Task requirements => The task calls for each line of the records below in which the word "deploy" appears.

[Items from a data source]
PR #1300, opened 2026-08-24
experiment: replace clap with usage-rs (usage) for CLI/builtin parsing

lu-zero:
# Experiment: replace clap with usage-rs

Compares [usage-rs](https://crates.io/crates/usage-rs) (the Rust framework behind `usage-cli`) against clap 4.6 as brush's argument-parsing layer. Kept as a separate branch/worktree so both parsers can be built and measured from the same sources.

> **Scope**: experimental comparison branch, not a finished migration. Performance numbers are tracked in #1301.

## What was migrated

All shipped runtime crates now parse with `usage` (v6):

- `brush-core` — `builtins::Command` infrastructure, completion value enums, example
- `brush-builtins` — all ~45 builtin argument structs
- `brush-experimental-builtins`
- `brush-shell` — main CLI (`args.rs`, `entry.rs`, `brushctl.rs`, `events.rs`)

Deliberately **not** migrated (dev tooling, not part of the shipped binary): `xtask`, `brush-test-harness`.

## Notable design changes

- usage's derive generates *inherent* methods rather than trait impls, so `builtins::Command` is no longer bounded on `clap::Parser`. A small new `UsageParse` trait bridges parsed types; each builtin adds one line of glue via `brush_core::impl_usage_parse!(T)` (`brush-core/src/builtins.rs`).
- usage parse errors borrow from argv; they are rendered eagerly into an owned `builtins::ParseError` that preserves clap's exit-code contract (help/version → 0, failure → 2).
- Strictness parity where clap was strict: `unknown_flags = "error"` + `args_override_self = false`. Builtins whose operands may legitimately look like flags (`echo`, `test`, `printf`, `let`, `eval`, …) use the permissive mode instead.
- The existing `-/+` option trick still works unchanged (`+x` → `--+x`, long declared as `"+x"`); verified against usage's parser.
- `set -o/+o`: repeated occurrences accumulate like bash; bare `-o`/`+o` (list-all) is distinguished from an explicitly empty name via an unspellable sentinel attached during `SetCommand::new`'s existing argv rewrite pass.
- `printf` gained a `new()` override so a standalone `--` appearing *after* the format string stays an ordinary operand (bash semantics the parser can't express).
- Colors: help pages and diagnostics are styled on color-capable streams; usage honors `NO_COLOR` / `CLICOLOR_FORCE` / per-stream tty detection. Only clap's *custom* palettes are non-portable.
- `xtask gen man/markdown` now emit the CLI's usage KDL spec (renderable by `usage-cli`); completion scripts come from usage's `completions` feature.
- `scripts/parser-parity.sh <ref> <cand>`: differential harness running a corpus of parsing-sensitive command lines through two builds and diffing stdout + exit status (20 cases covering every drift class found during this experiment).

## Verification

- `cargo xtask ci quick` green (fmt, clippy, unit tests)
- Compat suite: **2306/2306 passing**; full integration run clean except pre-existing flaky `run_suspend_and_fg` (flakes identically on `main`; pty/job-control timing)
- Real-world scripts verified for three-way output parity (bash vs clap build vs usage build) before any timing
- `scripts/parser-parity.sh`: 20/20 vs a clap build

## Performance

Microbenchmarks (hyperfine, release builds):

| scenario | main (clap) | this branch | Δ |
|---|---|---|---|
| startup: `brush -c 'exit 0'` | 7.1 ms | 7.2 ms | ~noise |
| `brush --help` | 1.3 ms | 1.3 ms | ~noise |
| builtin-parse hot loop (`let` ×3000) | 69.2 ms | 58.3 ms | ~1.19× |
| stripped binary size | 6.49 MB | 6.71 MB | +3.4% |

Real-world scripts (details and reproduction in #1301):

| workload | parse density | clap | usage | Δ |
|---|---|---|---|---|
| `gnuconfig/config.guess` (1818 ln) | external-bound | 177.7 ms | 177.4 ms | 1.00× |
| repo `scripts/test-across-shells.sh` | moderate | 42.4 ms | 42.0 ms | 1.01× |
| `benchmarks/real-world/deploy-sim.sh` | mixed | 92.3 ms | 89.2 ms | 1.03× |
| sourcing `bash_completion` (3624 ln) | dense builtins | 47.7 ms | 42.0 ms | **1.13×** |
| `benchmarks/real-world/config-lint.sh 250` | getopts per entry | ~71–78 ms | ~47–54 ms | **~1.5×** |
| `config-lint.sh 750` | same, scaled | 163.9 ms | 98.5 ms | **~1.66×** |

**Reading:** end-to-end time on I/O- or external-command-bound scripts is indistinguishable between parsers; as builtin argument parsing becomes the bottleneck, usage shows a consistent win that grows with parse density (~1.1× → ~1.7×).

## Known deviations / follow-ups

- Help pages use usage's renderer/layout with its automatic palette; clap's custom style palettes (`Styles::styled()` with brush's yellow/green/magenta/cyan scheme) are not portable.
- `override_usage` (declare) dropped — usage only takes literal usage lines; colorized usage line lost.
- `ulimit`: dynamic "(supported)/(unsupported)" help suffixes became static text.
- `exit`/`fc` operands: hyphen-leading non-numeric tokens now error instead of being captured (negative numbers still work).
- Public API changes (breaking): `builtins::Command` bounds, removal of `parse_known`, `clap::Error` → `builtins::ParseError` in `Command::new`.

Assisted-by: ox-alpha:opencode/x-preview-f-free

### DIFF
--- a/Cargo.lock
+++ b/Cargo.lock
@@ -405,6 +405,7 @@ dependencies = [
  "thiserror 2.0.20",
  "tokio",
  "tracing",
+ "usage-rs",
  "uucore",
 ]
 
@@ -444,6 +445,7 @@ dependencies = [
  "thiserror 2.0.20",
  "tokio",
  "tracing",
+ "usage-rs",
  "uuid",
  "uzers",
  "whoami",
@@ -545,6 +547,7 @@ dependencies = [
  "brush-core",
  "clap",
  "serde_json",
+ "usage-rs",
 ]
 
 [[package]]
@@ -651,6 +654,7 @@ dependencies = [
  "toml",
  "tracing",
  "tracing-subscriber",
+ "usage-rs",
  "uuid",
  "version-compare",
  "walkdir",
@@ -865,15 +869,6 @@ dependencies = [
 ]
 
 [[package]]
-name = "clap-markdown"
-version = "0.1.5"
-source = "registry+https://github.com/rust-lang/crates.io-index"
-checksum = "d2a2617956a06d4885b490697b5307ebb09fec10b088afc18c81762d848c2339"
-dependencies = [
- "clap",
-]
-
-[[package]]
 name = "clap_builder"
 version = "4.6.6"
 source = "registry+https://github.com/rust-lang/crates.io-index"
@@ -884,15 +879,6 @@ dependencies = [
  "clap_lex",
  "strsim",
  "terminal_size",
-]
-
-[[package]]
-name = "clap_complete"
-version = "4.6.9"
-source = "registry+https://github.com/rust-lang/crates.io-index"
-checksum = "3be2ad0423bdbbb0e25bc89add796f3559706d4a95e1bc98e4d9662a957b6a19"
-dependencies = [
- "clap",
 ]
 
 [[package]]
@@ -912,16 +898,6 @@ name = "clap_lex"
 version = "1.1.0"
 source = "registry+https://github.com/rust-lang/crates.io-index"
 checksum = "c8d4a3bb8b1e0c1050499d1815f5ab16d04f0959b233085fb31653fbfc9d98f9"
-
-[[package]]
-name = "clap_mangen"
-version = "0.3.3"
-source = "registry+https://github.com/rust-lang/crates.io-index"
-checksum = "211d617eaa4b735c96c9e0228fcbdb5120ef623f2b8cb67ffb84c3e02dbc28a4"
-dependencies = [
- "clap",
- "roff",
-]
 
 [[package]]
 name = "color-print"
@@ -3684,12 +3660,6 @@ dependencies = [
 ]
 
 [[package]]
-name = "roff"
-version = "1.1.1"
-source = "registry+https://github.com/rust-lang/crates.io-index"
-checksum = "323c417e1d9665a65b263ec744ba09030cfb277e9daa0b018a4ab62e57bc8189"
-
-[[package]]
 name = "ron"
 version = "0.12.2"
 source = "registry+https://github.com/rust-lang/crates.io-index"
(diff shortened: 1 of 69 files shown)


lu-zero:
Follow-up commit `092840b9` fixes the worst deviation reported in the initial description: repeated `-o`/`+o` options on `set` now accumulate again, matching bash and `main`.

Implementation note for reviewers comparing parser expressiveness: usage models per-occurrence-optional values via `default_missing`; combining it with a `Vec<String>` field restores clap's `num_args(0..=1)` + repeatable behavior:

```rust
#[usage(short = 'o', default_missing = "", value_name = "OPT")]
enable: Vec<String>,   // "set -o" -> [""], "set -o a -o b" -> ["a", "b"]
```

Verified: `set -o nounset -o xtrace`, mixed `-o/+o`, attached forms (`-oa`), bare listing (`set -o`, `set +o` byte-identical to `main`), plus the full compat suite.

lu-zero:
---
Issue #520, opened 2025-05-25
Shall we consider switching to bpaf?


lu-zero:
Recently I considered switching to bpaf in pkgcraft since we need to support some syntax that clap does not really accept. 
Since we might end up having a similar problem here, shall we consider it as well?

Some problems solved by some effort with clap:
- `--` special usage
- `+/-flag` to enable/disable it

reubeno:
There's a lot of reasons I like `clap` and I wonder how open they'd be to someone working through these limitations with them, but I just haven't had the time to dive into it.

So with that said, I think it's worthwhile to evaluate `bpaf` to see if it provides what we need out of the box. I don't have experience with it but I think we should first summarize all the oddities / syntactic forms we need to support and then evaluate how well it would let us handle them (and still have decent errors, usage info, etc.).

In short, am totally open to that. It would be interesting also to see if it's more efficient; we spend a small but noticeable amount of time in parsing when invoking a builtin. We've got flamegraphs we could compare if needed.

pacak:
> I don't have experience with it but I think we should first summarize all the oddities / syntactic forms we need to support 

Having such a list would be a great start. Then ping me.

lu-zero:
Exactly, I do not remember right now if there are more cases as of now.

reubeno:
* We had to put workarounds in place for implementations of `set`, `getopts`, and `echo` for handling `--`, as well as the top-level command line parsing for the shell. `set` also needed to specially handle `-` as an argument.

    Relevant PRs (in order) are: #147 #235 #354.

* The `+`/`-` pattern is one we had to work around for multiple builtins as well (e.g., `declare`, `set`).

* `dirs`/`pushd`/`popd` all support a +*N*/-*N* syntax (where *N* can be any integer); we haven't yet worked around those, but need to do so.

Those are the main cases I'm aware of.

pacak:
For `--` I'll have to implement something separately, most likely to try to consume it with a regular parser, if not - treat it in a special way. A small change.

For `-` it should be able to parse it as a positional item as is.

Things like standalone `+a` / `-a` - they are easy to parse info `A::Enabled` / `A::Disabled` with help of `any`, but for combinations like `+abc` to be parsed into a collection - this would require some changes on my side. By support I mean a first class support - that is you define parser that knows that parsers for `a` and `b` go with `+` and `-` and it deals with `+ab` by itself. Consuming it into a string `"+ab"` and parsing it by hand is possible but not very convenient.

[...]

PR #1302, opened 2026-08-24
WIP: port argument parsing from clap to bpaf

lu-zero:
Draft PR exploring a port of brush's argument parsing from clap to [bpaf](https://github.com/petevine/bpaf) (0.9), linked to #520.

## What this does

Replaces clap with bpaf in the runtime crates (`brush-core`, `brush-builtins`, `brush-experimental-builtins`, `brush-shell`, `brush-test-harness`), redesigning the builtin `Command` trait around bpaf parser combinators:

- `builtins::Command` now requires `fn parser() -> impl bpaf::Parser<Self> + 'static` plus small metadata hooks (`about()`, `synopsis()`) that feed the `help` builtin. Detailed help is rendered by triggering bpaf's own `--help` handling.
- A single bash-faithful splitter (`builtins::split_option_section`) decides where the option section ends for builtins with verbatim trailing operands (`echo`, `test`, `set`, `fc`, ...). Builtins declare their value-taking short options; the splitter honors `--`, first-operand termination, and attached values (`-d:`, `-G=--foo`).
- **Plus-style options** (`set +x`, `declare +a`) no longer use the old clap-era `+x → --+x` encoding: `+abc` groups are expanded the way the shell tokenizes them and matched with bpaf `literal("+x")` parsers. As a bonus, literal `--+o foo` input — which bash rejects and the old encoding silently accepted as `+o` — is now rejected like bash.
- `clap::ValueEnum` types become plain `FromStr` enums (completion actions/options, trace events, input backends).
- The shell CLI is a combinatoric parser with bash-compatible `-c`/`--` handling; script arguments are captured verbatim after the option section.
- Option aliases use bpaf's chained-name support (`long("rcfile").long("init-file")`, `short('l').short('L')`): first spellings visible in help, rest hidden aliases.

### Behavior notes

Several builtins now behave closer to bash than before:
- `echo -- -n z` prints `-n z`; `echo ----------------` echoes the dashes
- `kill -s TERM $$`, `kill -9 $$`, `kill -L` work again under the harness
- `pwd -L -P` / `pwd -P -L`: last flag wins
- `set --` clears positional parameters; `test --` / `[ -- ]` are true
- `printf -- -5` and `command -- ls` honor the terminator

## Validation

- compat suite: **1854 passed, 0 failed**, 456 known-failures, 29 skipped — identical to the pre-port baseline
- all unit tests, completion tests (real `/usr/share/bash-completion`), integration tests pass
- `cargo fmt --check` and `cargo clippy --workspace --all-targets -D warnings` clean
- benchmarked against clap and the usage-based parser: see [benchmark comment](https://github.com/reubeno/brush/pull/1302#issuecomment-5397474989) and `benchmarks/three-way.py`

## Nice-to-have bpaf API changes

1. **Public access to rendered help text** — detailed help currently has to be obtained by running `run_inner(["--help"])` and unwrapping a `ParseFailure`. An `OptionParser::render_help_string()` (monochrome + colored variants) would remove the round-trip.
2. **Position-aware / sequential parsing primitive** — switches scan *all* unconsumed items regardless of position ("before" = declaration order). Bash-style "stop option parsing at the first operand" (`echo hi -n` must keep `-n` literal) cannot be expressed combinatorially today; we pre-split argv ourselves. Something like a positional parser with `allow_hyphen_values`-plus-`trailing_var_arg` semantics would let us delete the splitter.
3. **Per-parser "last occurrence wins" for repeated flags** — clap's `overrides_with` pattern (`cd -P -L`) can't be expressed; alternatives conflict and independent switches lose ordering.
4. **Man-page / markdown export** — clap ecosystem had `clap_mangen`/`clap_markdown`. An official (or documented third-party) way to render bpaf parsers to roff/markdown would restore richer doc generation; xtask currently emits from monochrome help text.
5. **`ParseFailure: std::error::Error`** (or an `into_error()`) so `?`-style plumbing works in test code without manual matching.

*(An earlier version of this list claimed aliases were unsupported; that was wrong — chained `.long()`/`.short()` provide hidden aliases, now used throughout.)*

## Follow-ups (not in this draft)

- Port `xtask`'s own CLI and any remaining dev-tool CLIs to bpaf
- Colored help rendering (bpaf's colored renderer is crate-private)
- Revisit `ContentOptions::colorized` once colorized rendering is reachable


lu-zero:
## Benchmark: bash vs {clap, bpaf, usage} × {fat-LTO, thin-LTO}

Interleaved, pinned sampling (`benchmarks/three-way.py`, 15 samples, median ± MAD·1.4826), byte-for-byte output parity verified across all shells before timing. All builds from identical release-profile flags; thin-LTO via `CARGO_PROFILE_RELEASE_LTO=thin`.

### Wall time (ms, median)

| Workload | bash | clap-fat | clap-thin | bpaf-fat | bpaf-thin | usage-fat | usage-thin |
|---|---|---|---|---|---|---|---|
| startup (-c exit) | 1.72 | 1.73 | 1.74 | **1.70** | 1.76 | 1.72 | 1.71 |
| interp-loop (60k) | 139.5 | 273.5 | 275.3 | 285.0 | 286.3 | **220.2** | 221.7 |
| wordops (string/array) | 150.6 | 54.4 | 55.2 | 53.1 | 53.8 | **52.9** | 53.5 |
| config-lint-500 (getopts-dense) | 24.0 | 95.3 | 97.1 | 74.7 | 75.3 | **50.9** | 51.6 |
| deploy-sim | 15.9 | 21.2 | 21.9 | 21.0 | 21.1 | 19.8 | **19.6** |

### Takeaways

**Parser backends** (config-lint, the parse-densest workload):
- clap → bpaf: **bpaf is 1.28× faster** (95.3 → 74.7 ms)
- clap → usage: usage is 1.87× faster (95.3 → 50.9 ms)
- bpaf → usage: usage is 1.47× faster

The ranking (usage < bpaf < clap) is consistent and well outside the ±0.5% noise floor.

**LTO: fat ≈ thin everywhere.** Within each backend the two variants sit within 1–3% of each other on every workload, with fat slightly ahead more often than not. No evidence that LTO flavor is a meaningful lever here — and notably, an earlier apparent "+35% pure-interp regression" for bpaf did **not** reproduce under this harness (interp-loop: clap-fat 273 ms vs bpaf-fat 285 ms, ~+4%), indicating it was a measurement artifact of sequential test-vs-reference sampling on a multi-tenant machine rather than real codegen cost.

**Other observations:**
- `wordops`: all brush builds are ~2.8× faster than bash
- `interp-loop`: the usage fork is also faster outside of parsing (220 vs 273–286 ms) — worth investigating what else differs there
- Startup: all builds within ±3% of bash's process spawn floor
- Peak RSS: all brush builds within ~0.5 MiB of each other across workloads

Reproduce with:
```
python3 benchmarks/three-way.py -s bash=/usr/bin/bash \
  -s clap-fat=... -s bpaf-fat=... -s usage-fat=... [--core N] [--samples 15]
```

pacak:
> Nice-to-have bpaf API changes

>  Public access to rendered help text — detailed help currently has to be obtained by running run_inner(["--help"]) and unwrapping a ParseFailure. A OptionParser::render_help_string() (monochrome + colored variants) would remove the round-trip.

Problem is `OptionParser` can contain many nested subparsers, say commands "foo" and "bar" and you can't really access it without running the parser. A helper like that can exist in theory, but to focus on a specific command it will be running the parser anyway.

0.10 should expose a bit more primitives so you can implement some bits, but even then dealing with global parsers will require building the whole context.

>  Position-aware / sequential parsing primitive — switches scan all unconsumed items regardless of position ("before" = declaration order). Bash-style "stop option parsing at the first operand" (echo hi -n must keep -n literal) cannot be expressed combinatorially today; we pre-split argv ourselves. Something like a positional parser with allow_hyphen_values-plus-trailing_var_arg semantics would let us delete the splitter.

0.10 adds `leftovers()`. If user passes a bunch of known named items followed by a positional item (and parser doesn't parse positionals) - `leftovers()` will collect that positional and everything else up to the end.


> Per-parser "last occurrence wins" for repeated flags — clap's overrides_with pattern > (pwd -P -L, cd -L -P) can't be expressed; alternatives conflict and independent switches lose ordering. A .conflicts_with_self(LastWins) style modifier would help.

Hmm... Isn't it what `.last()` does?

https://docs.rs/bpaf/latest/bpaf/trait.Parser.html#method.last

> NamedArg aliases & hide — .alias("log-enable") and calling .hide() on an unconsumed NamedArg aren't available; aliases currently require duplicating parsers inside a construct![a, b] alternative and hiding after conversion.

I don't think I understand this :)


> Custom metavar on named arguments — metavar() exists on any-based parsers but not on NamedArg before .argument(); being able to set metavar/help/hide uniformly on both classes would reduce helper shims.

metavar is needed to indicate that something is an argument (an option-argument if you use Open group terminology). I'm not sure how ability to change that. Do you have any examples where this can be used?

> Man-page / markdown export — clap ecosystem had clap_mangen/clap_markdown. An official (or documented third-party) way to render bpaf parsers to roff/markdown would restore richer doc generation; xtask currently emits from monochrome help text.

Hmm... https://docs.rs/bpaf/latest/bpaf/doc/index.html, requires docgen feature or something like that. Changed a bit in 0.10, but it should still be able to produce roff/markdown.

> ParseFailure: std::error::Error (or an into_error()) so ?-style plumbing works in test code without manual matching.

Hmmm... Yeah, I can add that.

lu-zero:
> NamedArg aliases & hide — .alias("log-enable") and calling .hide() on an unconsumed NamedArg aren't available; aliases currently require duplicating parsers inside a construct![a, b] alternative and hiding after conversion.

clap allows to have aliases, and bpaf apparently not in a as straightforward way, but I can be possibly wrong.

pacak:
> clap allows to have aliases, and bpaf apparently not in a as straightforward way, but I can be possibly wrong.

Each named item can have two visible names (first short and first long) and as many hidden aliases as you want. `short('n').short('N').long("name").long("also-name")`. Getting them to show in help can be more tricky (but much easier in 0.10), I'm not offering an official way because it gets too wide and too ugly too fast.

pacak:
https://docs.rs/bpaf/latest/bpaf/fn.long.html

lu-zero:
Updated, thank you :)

Reply =>
| `benchmarks/real-world/deploy-sim.sh` | mixed | 92.3 ms | 89.2 ms | 1.03× |
| deploy-sim | 15.9 | 21.2 | 21.9 | 21.0 | 21.1 | 19.8 | **19.6** |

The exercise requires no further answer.